Most importantly, I cannot seem to understand how a species that thrives off human connection can be socially awkward or silent. Look around – American society is built for anti-socialization! Our population will go to extremes to ensure that we are not subjected to the cruel social contact of another living being (except for during the Plandemic). Perhaps our discomfort with others mirrors our discomfort with ourselves; we crave connection yet fear the vulnerability it demands.

 

As my identity develops, I am confronting this contradiction within myself.
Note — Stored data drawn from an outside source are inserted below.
PR #141, opened 2023-09-19
118 test  handle path like

### LINKED ISSUE #118: test _handle_path_like

Unit test for `utils.defence._handle_path_like` - behaves as expected on all reasonable path formats.

`pathlib.PureWindowsPath` [docs on pathlib](https://docs.python.org/3/library/pathlib.html#pathlib.PureWindowsPath) should be able to instantiate Windows-type paths on a unix-like. The same code should therefore be viable across all os.If this proves not to be possible, then suggest using an 'on-windows' / 'on-unix' flags to ensure the correct paths get tested on correct os.

r-leyshon:
## Description

Fixes #118 

## Motivation and Context

Implement tests for all sensible path parameters, regardless of operating system. Including passing of windows style path strings when working user is on macos. Including use of pyprojroot.here on windows and macos.

## Type of change

- [x] Refactored code & test suite

## How Has This Been Tested?

Tests pass on runners for windows, mac and ubuntu.
Assertions vary if on windows os - return type is WindowsPath with backward slashes. 

Test configuration details:
* OS: macos

## Checklist:

### DIFF
--- a/src/transport_performance/utils/defence.py
+++ b/src/transport_performance/utils/defence.py
@@ -13,7 +13,8 @@ def _handle_path_like(
     """Handle path-like parameter values.
 
     Checks a path for symlinks and relative paths. Converts to realpath &
-    outputs pathlib.PosixPath object (platform agnostic).
+    outputs pathlib.PosixPath or pathlib.WindowsPath object
+    (platform agnostic).
 
     Parameters
     ----------
--- a/src/transport_performance/utils/defence.py
+++ b/src/transport_performance/utils/defence.py
@@ -40,7 +40,8 @@ def _handle_path_like(
     pth_str = str(pth).replace("\\", "/")
 
     # Ensure returned path is not relative or contains symbolic links
-    pth = pathlib.Path(pth_str).resolve(strict=False)  # True checks exists
+    pth = os.path.realpath(pth_str)
+    pth = pathlib.Path(pth)
 
     return pth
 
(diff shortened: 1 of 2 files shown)


src/transport_performance/utils/defence.py
```diff
@@ -27,18 +30,20 @@ def _handle_path_like(pth, param_nm):
...
     -------
     pathlib.Path
-        Platform agnostic representation of pth.
+        Platform agnostic representation of pth. On unix-like a PosixPath is
+        returned. On windows a WindowsPath is returned. Both are children of
+        pathlib.Path.
 
     """
-    if not isinstance(pth, (str, pathlib.Path)):
+    if not isinstance(pth, (str, pathlib.Path, pathlib.PosixPath)):
```
cbrowning04: Am I correct in assuming this addition is redundant? This is because `pathlib.Path` is the parent class of `pathlib.PosixPath`, meaning that any `pathlib.PosixPath` passed is an instance of `pathlib.Path`

cbrowning04 (changes requested):
Hi @r-leyshon . Everything looks really good and works well. `_handle_path_like()` works as expected and handles various path formats (further reinforced by the tests).  
I have one comment which you may feel is a 'wontfix' as it's very small.  
Otherwise I'm happy to merge with dev.  
Very detailed tests!

src/transport_performance/utils/defence.py
r-leyshon: yes correct! I will patch now. Thanks again for your patience. Good to have these resolved.

cbrowning04 (approved):

PR #144, opened 2023-09-21
53 54 56 population defence

### LINKED ISSUE #53: saving plots to files in root
Applies to all backend types in `RasterPop.plot()`:

Logic breaks when user tries:
```
>>> self.plot(which="cartopy", save="foobar.png")
  File "<stdin>", line 150, in plot
  File "<stdin>", line 560, in _plot_cartopy
```
Os.mkdir doesn’t like cases where the parent directory returned equals “”.  [There is a utility that should do what you need](https://github.com/datasciencecampus/transport-network-performance/blob/9cb601de0461002f71c39e6a79830db70d4b4131/src/transport_performance/utils/defence.py#L31C1-L32C1), yet to be merged to dev though.

Example implementation:

```
from transport_performance.utils.defence import _check_parent_dir_exists

…

_check_parent_dir_exists(save, ”save”, create=True)
```
Agreed to raise as a technical debt issue.

_Originally posted by @r-leyshon in https://github.com/datasciencecampus/transport-network-performance/pull/44#discussion_r1288574431_

### LINKED ISSUE #54: defence utility check polygon
Occurs to me that this snippet would be a useful utility function. Agreed to raise as technical debt issue.

_Originally posted by @r-leyshon in https://github.com/datasciencecampus/transport-network-performance/pull/44#discussion_r1288578166_

### LINKED ISSUE #56: assertion failure messages where possible

Helpful in diagnosing the source of breaking changes and the expected behaviours.

**Additional context**

Agreed that this is not always possible in cases where `pd.testing` is used for example, frame assert equal doesn't seem to allow for this. But in cases of regular `assert` we should be including these.

ethan-moss:
## Description

Brings `population` module up to speed with `defence.py` functions.

Closes #54, Closes #56. Also indirectly fixes #53 - not original intention of PR, but bringing it up to speed with `defense.py` fixes the issue.

## Motivation and Context

`population` module was written before `defense.py` existed. The changes made in this PR aim to bring `population` inline with these defensive functions, to improve the `population` module. It also improves the unit testing, to assert the expected function argument types for public facing class methods.

## Type of change

## How Has This Been Tested?

All changes have been tested locally, to ensure the expected raises are triggered. New, passing, unit tests have also been added to reflect these changes.

Test configuration details:
* OS: macOS
* Python version: 3.9.13
* Java version: 11

## Advice for reviewer

A breaking change is being introduced into dev that will likely cause `population` unit tests to fail when merging to dev. This needs to be resolved before merging.

I would also appreciate your opinion of the regexs used within the `match` argument of `pytest.raises` calls here. I believe they are such that it's a good balance between capturing the key aspects, being robust to changes in raises statements, and not using the expected raise statement verbatum - which would make the tests very rigid and more difficult to maintain. If you think this compromise is not good, do say and I'm happy to change it. 

Note: type/input checking of arguments has only been added to public facing class methods, not internal methods or kwargs (type checking kwarg arguments would be subject to any external packages). If there are any 'key' kwarg variables you'd prefer to have type checked please say.

## Checklist:

> Note: this last point needs to be resolved before merging.

## Additional comments

None.

### DIFF
--- a/src/transport_performance/population/rasterpop.py
+++ b/src/transport_performance/population/rasterpop.py
@@ -20,6 +20,7 @@ from transport_performance.utils.defence import (
     _is_expected_filetype,
     _type_defence,
     _handle_path_like,
+    _check_parent_dir_exists,
 )
 
 
@@ -503,9 +504,7 @@ class RasterPop:
 
         # write to file if filepath is given
         if save is not None:
-            out_df = os.path.dirname(save)
-            if not os.path.exists(out_df):
-                os.mkdir(out_df)
+            _check_parent_dir_exists(save, "save", create=True)
             m.save(save)
             m = None
 
@@ -676,9 +675,7 @@ class RasterPop:
         # write to file if filepath is given, since there is no figure, need to
         # get the current figure and resize it to match the axis before saving
         if save is not None:
-            out_df = os.path.dirname(save)
-            if not os.path.exists(out_df):
-                os.mkdir(out_df)
+            _check_parent_dir_exists(save, "save", create=True)
             fig = plt.gcf()
             fig.set_size_inches(*figsize)
             fig.savefig(save)
@@ -717,9 +714,7 @@ class RasterPop:
 
         # write to file if filepath is given
         if save is not None:
-            out_df = os.path.dirname(save)
-            if not os.path.exists(out_df):
-                os.mkdir(out_df)
+            _check_parent_dir_exists(save, "save", create=True)
             fig.savefig(save)
             ax = None
 
--- a/src/transport_performance/population/rasterpop.py
+++ b/src/transport_performance/population/rasterpop.py
@@ -189,8 +189,9 @@ class RasterPop:
         - Cartopy backend: `help(RasterPop._plot_cartopy)`
 
         """
-        # input type defence
+        # input type defence - setting which to lower case to improve usability
         _type_defence(which, "which", str)
+        which = which.lower()
         if save is not None:
             save = _handle_path_like(save, "save")
 
--- a/src/transport_performance/population/rasterpop.py
+++ b/src/transport_performance/population/rasterpop.py
@@ -727,6 +727,9 @@ class RasterPop:
             writing to file, None is return.
 
         """
+        # handle kwarg type checks
+        _type_defence(figsize, "figsize", tuple)
+
         # handle matplotlib and rioxarry steps
         fig, ax = plt.subplots(figsize=figsize)
         self._xds.plot(ax=ax)
--- a/src/transport_performance/population/rasterpop.py
+++ b/src/transport_performance/population/rasterpop.py
@@ -125,6 +125,7 @@ class RasterPop:
         self._read_and_clip(aoi_bounds, aoi_crs, var_name)
 
         # round population estimates, if requested
+        _type_defence(round, "round", bool)
         if round:
             self._round_population()
 
--- a/src/transport_performance/population/rasterpop.py
+++ b/src/transport_performance/population/rasterpop.py
@@ -326,12 +326,9 @@ class RasterPop:
             When `urban_centre_bounds` is not a shapely Polygon.
 
         """
-        # defend against case where urban_centre_bounds is not a polygon
-        if not isinstance(urban_centre_bounds, Polygon):
-            raise TypeError(
-                f"Expected type {Polygon.__name__} for `urban_centre_bounds`, "
-                f"got {type(urban_centre_bounds).__name__}."
-            )
+        # input type defences
+        _type_defence(urban_centre_bounds, "urban_centre_bounds", Polygon)
+        _type_defence(urban_centre_crs, "urban_centre_crs", (str, type(None)))
 
         # match the crs if is one isn't provided - default assumption if this
         # arg is not set, and a CRS is needed when building the gdf below
--- a/src/transport_performance/population/rasterpop.py
+++ b/src/transport_performance/population/rasterpop.py
@@ -16,6 +16,9 @@ from typing import Union, Type, Tuple
 from shapely.geometry.polygon import Polygon
 from matplotlib import colormaps
 from cartopy.mpl.geoaxes import GeoAxes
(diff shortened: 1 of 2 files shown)


src/transport_performance/population/rasterpop.py
```diff
@@ -16,6 +16,12 @@
...
 from cartopy.mpl.geoaxes import GeoAxes
+from transport_performance.utils.defence import (
+    _is_expected_filetype,
+    _type_defence,
+    _handle_path_like,
+    _check_parent_dir_exists,
+)
 
 
 class RasterPop:
```
cbrowning04, line 27: ### Proposed Change
For the private plotting functions in `RasterPop`, type defences should be added.  
These functions include:  

- `._plot_folium()`
- `._plot_cartopy()`
- `._plot_matplotlib()`  

The rationale for this is that while they are private functions, kwargs can be passed to then through _.plot()_. Because of this, type defences should be included.  

### Recommendation: 
While new defences are being added, these do not need to be explicitly tested as the defensive functions are being tested in `tests/utils/test_defence.py`. You are more than welcome to test them in this function however if you feel it add better security.

src/transport_performance/population/rasterpop.py
```diff
@@ -261,10 +270,11 @@ def _round_population(self) -> None:
...
 
-    def _threshold_population(self, threshold: int) -> None:
+    def _threshold_population(self, threshold: Union[int, float]) -> None:
         """Threshold population data."""
         # `where()` is working differently to expectation here - it keeps
         # values above the threshold and otherwise sets them to nan.
+        _type_defence(threshold, "threshold", (int, float))
         self._xds = self._xds.where(self._xds >= threshold)
 
     def _to_geopandas(self, round: bool = False) -> None:
```
cbrowning04, line 281: ### Suggested Change
The `._to_geopndas()` function has no type checking for `round`.
I'm aware that there is a type defence for `round` in `.get_pop()`, however if `._to_geopndas()` was to be implemented elsewhere it would lack type defences.  

Another reason to include type defences here is to be more consistent with other private functions. All other private functions in `RasterPop`, more specifically the ones used by `.get_pop()` have type defences for their parameters within the function, with `_tp_geopandas()` being the exception.

### Implementation (OPTIONAL)
Insert the below snippet onto line 281 of `src/transport_performance/population/rasterpop.py`:  

```python
_type_defence(round,` "round", bool)
```

src/transport_performance/population/rasterpop.py
ethan-moss: Good point - I was toying with this and went on the side of maintainability. I was never fully convinced by my decision, so happy to do this. I'll work on it now since I have some time. In terms of unit tests, it's no so much about testing the methods of the functions inside `defence.py`, but more that unit tests are needed so that we can ensure the right types are being passed to the plotting functions, and that the correct errors are raised if it's not. Would you agree? If so, I'll add in respective unit tests too.

src/transport_performance/population/rasterpop.py
ethan-moss: Type checking for round does exist here:

https://github.com/datasciencecampus/transport-network-performance/blob/c70dabb0a84229db423ee1c11aefe75c88eed305/src/transport_performance/population/rasterpop.py#L129-L131

`_to_geopandas()` is an internal, private class method that has no intention of being used elsewhere (otherwise we should move it to a utils function). It also uses the type checked variable, so it is not possible for it to be run unchecked.

Happy to resolve this conversation if you are?

src/transport_performance/population/rasterpop.py
cbrowning04: Unit tests are entirely optional here in my opinion as there are tests for the defensive functions, meaning that we know they will work regardless. It's entirely up to you though!

src/transport_performance/population/rasterpop.py
cbrowning04: After reading this again I completely agree. I''ll resolve this now 😄

ethan-moss: OK great! Thanks @CBROWN-ONS! All helps to save a line :) If the `_to_geopandas()` method could be useful utils function do shout though.

src/transport_performance/population/rasterpop.py
ethan-moss: What are your thoughts on unit testing that the expected errors are raised if an incorrect type was passed as a kwarg? Not so much to test the `defence.py` function, but that the right type checking and error messages are being raised.

cbrowning04, line 27: ### Suggested Change  
_NOTE: This change is completely optional and doesn't fix any broken functionality_  

To improve usability, the `which` parameter could be lowered (`.lower()`) once it is passed to `.plot()`. This would disregard cases where the user uses the wrong capitalisation.  

This is an overall QOL improvement, but I'm happy for it to not be implemented if you feel that it is unnecessary.

ethan-moss: Great shout! I'll add this in.

ethan-moss: This has been implemented in commit 3f8dfac. There is a corresponding unit test too. Let me know if you consider this conversation closed.

cbrowning04: Resolving this conversation as it's complete from commit `3f8dfac`

ethan-moss: This should now be closed out by the commits f0ec246, 8b2700f, ca2cc5b and af1a0b0. It's made the diff much larger, but these are primarily pytest parameterised configs for the unit tests being formatted over multiple line.

Let me know if these changes close out this conversation.

ethan-moss:
I've raised #148 to capture a feature request picked up during the dev of this branch. It's for `defence.py`'s `check_list()` to be generalised to any iterable. This feature would be useful for further defence checks on iterable input arguments.

cbrowning04 (approved):
Great work finishing off the changes I had requested @ethan-moss! Everything is working well and I believe this branch is ready to be merged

Why don’t I perform well in romantic relationships? Regardless of love or obsession, I always end up feeling like a caged bird – desperate for connection yet suffocated by it. There’s a certain amount of control one must surrender when entering a relationship; your life becomes subject to the whims of love. It’s intoxicating – until the day you sober up and realize you’re sick.

 

Maybe that’s the real tragedy of human connection: we spend our lives searching for someone to understand us, only to realize that understanding often comes at the cost of freedom. Love, friendship, and family all require a kind of surrender that feels both beautiful and brutal. I don’t fear commitment as much as I fear being consumed by it. Regardless, I find myself willing to have my heart chipped away at until someone provides me the wind to fly rather than clipping my wings.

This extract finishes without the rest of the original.